What is being asked >> I need each line of the entries below that includes the string "dense".

(Saved entries)

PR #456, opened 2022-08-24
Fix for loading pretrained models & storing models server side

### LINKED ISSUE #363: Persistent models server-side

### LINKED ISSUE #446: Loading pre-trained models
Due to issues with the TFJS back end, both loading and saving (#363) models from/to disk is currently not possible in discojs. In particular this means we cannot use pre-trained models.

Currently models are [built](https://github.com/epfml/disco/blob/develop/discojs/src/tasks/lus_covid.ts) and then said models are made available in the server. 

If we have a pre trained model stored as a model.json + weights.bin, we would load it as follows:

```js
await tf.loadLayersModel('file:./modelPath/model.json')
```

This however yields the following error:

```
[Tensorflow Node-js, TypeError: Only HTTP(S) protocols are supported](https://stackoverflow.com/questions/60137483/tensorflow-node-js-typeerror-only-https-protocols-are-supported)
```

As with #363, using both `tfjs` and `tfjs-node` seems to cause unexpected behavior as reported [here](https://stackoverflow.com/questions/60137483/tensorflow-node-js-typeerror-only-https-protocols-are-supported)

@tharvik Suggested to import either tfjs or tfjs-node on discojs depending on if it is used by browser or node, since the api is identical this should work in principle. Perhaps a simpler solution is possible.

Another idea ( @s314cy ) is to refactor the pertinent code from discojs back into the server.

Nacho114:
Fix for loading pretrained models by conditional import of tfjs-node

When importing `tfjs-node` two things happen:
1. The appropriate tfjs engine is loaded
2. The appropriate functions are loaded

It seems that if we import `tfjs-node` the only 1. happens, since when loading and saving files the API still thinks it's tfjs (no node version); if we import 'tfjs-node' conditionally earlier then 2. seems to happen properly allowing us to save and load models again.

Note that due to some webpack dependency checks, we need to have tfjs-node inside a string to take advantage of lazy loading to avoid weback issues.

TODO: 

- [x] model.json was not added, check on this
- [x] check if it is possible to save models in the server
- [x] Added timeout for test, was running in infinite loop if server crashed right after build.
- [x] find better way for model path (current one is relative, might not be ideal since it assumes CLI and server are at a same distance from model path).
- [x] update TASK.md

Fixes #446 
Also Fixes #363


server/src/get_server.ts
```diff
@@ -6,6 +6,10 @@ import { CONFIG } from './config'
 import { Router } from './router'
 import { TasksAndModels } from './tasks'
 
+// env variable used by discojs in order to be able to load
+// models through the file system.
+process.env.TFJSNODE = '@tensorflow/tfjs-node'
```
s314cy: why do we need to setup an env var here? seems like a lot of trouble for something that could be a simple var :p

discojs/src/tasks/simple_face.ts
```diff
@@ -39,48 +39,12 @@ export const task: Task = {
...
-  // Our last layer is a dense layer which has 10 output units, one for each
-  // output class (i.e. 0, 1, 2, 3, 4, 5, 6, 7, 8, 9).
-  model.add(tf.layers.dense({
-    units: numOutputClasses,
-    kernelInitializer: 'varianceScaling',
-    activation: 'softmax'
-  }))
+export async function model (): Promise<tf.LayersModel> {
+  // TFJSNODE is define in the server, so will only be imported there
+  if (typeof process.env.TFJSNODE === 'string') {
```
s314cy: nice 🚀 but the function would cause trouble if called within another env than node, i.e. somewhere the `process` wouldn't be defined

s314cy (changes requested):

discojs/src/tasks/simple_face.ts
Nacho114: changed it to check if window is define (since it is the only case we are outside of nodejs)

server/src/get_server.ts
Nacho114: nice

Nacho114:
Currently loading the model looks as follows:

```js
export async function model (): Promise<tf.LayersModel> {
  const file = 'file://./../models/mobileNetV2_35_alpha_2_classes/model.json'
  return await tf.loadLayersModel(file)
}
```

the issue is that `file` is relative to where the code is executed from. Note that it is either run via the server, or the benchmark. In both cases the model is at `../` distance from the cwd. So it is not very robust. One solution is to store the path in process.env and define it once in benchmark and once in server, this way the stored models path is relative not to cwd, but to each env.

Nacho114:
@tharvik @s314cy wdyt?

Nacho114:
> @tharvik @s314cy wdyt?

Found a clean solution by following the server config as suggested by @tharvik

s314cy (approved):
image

Answer section >>
-  // Our last layer is a dense layer which has 10 output units, one for each
-  model.add(tf.layers.dense({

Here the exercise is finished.